EDITORIAL: Monetary Policy Statement (MPS) is to be announced tomorrow. Analysts are expecting the policy rate to be maintained at 7 percent. According to a survey conducted by an association, 97 percent of respondents expect no change while 3 percent are eyeing a 25 basis points (bps) increase. Another survey conducted by another firm has claimed that 73 percent respondents (out of 78 participants) expect no change while 13 percent expect 25 bps increase, and interestingly 12 percent hold the view for a 25-50 bps decrease. The movement in bond and money market yields, in the last few weeks also suggests that the market has priced-in a no change in the monetary policy. By the time of the last policy review, the sentiment was building up for a rate hike. The stance was based on expected increase in electricity tariffs, new taxes in the upcoming budget, and overall increase in global commodities’ prices. However, with the new Finance Minister at the helm, it is becoming evident that containing inflation and boosting growth are his two top priorities. Thus, new taxes and an upward revision in electricity prices are going out of the equation. That has changed the sentiment.

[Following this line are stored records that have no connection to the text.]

PR #4281, opened 2026-03-19
Retry transient network errors in background token monitor

reyortiz3:
## Summary

- OAuth token refresh fails when WARP VPN disconnects overnight — the refresh endpoint becomes temporarily unreachable from the home ISP IP, causing the workload to be immediately marked as unauthenticated and requiring manual intervention.
- Adds `isTransientNetworkError` to distinguish DNS failures, TCP-level errors, and timeouts (transient) from OAuth 4xx / `invalid_grant` responses (non-transient). The background monitor now retries transient failures with exponential backoff (10 s initial → 2 min max, bounded by 5 attempts and 5 min elapsed time). Context cancellation exits the loop cleanly without marking the workload as unauthenticated. Non-transient errors still fail immediately as before.

## Type of change

- [x] Bug fix

## Test plan

## Changes

| File | Change |
|------|--------|
| `pkg/auth/monitored_token_source.go` | Add `isTransientNetworkError`, exponential backoff retry loop in `Token`, injectable `newRetryBackOff` for tests |
| `pkg/auth/monitored_token_source_test.go` | Tests for `isTransientNetworkError` and the three retry scenarios: recovery, context cancellation, transient→non-transient escalation |
| `go.mod` / `go.sum` | Add `github.com/cenkalti/backoff/v5` (direct dep), bump otel exporters and grpc-gateway (incidental `go mod tidy` updates) |

No — the workload stays authenticated through VPN reconnects instead of going unauthenticated overnight. No CLI or config changes.

- Retries are bounded by both attempt count (`WithMaxTries`, default 5) and wall-clock time (`WithMaxElapsedTime`, default 5 min). Both limits are configurable via environment variables (`TOOLHIVE_TOKEN_REFRESH_MAX_TRIES`, `TOOLHIVE_TOKEN_REFRESH_MAX_ELAPSED_TIME`).
- The `newRetryBackOff` field is a test seam; it is `nil` in production and replaced with a fast backoff in tests to avoid multi-second sleeps.
- The code scanning alert on `resolveTokenRefreshMaxTries` is a false positive — `ParseUint` with `strconv.IntSize` already constrains the value to fit in `uint`.

### DIFF
--- a/pkg/auth/monitored_token_source.go
+++ b/pkg/auth/monitored_token_source.go
@@ -291,7 +291,8 @@ func (mts *MonitoredTokenSource) resetTimer(d time.Duration) {
 
 // getRetryBackOff returns the backoff to use for transient-error retries.
 // Uses mts.newRetryBackOff if set (e.g. in tests); otherwise returns a default
-// exponential backoff with no MaxElapsedTime (context cancellation is the stop signal).
+// exponential backoff. The caller (retryTransientRefresh) applies WithMaxTries
+// and WithMaxElapsedTime to bound the overall retry loop.
 func (mts *MonitoredTokenSource) getRetryBackOff() backoff.BackOff {
 	if mts.newRetryBackOff != nil {
 		return mts.newRetryBackOff()
@@ -299,7 +300,6 @@ func (mts *MonitoredTokenSource) getRetryBackOff() backoff.BackOff {
 	eb := backoff.NewExponentialBackOff()
 	eb.InitialInterval = resolveTokenRefreshInitialRetryInterval()
 	eb.MaxInterval = resolveTokenRefreshMaxRetryInterval()
-	// No MaxElapsedTime — context cancellation is the stop signal.
 	eb.Reset()
 	return eb
 }


pkg/auth/monitored_token_source.go
```diff
@@ -5,15 +5,27 @@ package auth
...
 
 	"github.com/stacklok/toolhive/pkg/container/runtime"
 )
 
+const (
+	// tokenRefreshInitialRetryInterval is the starting interval for exponential
+	// backoff when a token refresh fails during background monitoring.
+	tokenRefreshInitialRetryInterval = 30 * time.Second
+	// tokenRefreshMaxRetryInterval caps the exponential growth of the retry interval.
+	tokenRefreshMaxRetryInterval = 5 * time.Minute
```
reyortiz3: what should the appropriate values be?

pkg/auth/monitored_token_source.go
```diff
@@ -106,28 +184,123 @@ func (mts *MonitoredTokenSource) resetTimer(d time.Duration) {
...
+func isTransientNetworkError(err error) bool {
+	if err == nil ||
+		errors.Is(err, context.Canceled) || errors.Is(err, context.DeadlineExceeded) ||
+		errors.As(err, new(*oauth2.RetrieveError)) {
+		return false
+	}
+
+	// Transient: DNS lookup failure, TCP-level (connection refused, unreachable), or timeout.
+	_, isDNS := errors.AsType[*net.DNSError](err)
+	_, isOp := errors.AsType[*net.OpError](err)
```
jhrozek: net.OpError is the error wrapping a tls.CertificateVerificationError. I don't think this is a huge deal, we wouldn't let the error through just retrying, just might be worth tigtening to only transport-level errors in the future (ECONNREFUSED etc).

Perhaps a follow-up

pkg/auth/monitored_token_source.go
```diff
@@ -106,28 +184,123 @@ func (mts *MonitoredTokenSource) resetTimer(d time.Duration) {
...
+			return true, 0
+		}
+		wait := time.Until(tok.Expiry)
+		if wait < time.Second {
+			wait = time.Second
+		}
+		return false, wait
+	}
+
+	if !isTransientNetworkError(err) {
```
jhrozek: I'm not that familiar with this code, but I wonder why the errors are retried in onTick only and not e.g. in Token() ?

pkg/auth/monitored_token_source.go
```diff
@@ -106,28 +184,123 @@ func (mts *MonitoredTokenSource) resetTimer(d time.Duration) {
...
+	slog.Warn("token refresh failed due to transient network error, retrying with backoff",
+		"workload", mts.workloadName,
+		"error", err,
+	)
+
+	b := mts.getRetryBackOff()
+
+	var refreshed *oauth2.Token
+
+	_, retryErr := backoff.Retry(mts.monitoringCtx, func() (*oauth2.Token, error) {
```
jhrozek: I think you can assign to refresh here dierctly, at least that's how I've been using the library in k8s

pkg/auth/monitored_token_source.go
reyortiz3: good question, by looking at the code and comment on `MonitoredTokenSource`: _"MonitoredTokenSource is a wrapper around an oauth2.TokenSource that monitors authentication failures"_ sounds like it's an appropriate place, also `.Token()` is from the golang oauth2 `TokenSource` interface

pkg/auth/monitored_token_source.go
reyortiz3: agreed on these default values, cc: @jhrozek

pkg/auth/monitored_token_source.go
reyortiz3: updated

pkg/auth/monitored_token_source.go
amirejaz, line 190: Gap: the per-request path has no transient error protection.

This `Token()` method is the per-request path — called when an MCP client request needs a fresh token. It calls `markAsUnauthenticated` immediately on any error, including transient network errors (DNS timeout, connection refused). If a request arrives while the VPN is disconnected and the cached token has expired,  this path will mark the workload unauthenticated instantly, bypassing all the retry logic added to `onTick()`.

reyortiz3: good catch, and related to @jhrozek comment. I see now, `onTick()` had the `.Token()` code duplicated instead of just calling `mts.Token()`, it makes sense to refactor that so it cover the original issue pls this gap

reyortiz3: updated

pkg/auth/monitored_token_source.go
reyortiz3: updated with @amirejaz's comment

pkg/auth/monitored_token_source.go
```diff
@@ -49,17 +120,69 @@ func NewMonitoredTokenSource(
...
+	// Transient network error (e.g. VPN disconnected, DNS unavailable).
+	// Retry with exponential backoff until the network recovers or monitoring stops.
+	slog.Warn("token refresh failed due to transient network error, retrying with backoff",
+		"workload", mts.workloadName,
+		"error", err,
+	)
+
+	b := mts.getRetryBackOff()
+
+	tok, retryErr := backoff.Retry(mts.monitoringCtx, func() (*oauth2.Token, error) {
```
amirejaz, line 215: This retry logic is **fully synchronous and per-request**, which has important implications during transient failures:

- `backoff.Retry(...)` does **not spawn a goroutine**; it blocks the caller.  
- As written, **every incoming request during a transient outage will enter its own retry loop**, each with its own backoff instance.

#### Implications

- Multiple concurrent callers will repeatedly call `mts.tokenSource.Token()` independently.
- There is **no coordination or deduplication** of token refresh attempts.
- When the network recovers, this can lead to a **burst of simultaneous retries** (“thundering herd”) rather than a single shared recovery.
- All callers remain **blocked until retry succeeds, context is canceled, or backoff stops**.

aponcedeleonch: Addressed the thundering herd concern in 170f3271. The retry path in `Token()` is now wrapped in `singleflight.Do`, so concurrent callers share a single retry loop instead of each running their own. When the one active retry resolves, all waiters get the result immediately.

Added a test (`TestMonitoredTokenSource_SingleflightDeduplicatesConcurrentRetries`) that launches 10 concurrent callers during a transient error and asserts the underlying token source is called at most `numCallers + 3` times, not `numCallers * retries`.

JAORMX:
Code looks good! One thing before we merge though...

The "Special notes for reviewers" section says `MaxElapsedTime` is intentionally left at zero with no deadline, and that the retry loop runs until the context is cancelled or the network recovers. But `retryTransientRefresh()` actually passes `backoff.WithMaxTries(5)` and `backoff.WithMaxElapsedTime(5*time.Minute)`, so retries *are* bounded. The comment in `getRetryBackOff()` ("No MaxElapsedTime — context cancellation is the stop signal") is stale for the same reason.

Can you update the PR description and that code comment to match what the code actually does? The bounded retry is the right call, the docs just need to catch up :)

Note that the code scanning alert on `resolveTokenRefreshMaxTries` is a false positive... `ParseUint` with `strconv.IntSize` already constrains the value to fit in `uint`.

Nonetheless, inflation is a serious concern. National Consumer Price Index (NCPI) was in double digits in April and is likely to remain at 10 to 12 percent in the remaining two months. State Bank of Pakistan (SBP) has maintained policy of negative real interest rates ever since the policy rate was reduced to 7 percent in June last year. The headline inflation in FY21 will arrive close to 9 percent. The justification for negative real rates is to combat the economic slowdown due to Covid-19. And one of the reasons for the doves to dominate in upcoming review is the rising number of Covid-19 cases in the last couple of months.
An accommodating monetary policy is very much in line with central banks’ policies globally. Inflation in the US is picking up, but the Fed thinks that still there is slack in the economy and inflationary pressures may prove shortlived. The State Bank of Pakistan (SBP) has an identical view. It is targeting medium-term inflation target of 5-7 percent and the objective of monetary policy is to get there. Recent inflation uptick is due to the supply side problems. The price of global commodities are moving up and that is adversely affecting the food prices at home. Since the government is not passing on the impact of higher oil prices to consumers, there is no inflationary pressure due to higher oil prices to-date. Usually, SBP looks at demand side factors along with headline inflation in making decisions. One cannot solely rely on core as non-core (food and oil) is almost half of the CPI basket. Central banks keep a close eye on output gap and wages. The output gap in Pakistan is still negative, according to SBP. This implies that economic production capacity is higher than actual production. This has allowed room to carry out an accommodating policy.
A crude way to analyse Pakistan’s potential output is to examine the GDP growth numbers. If the growth continues to be on the lower side compared to the past when the deficits in fiscal and current accounts were manageable, a slack in the economy will persist. In Pakistan, during 2013-15, GDP growth was around 4 percent while twin deficits were under control. This implies if GDP growth remains at or under 4 percent, output gap may remain negative. Interestingly, FY21 GDP growth is estimated at 3.94 percent and if the trajectory inches towards 5 percent over the next fiscal, the output gap may turn positive and that may warrant some tightening.
The other important factor is real wages, which have been falling for the past two years. All eyes are on the budget this year. If the federal and provincial governments increase salaries of their employees, private sector will have to follow suit raising fears of a wage price spiral. Third important factor is international oil prices. In the last monetary policy minutes, it was categorically stated that if oil prices stay high, the committee might have to raise policy rates to bring inflation back to medium-term target range. Oil prices are not coming down. Wages are likely to increase in fiscal year 2021-22. The growth momentum is clearly building up and that may turn output gap into positive. The current account (C/A) may slip too. Keeping this in view, some tightening in FY22 is very much on the cards. But as SBP clearly stated in the previous two policy statements, any increase (if needed) will be measured and gradual. It is important to see what forward guidance is offered this time around to give an indication of future course.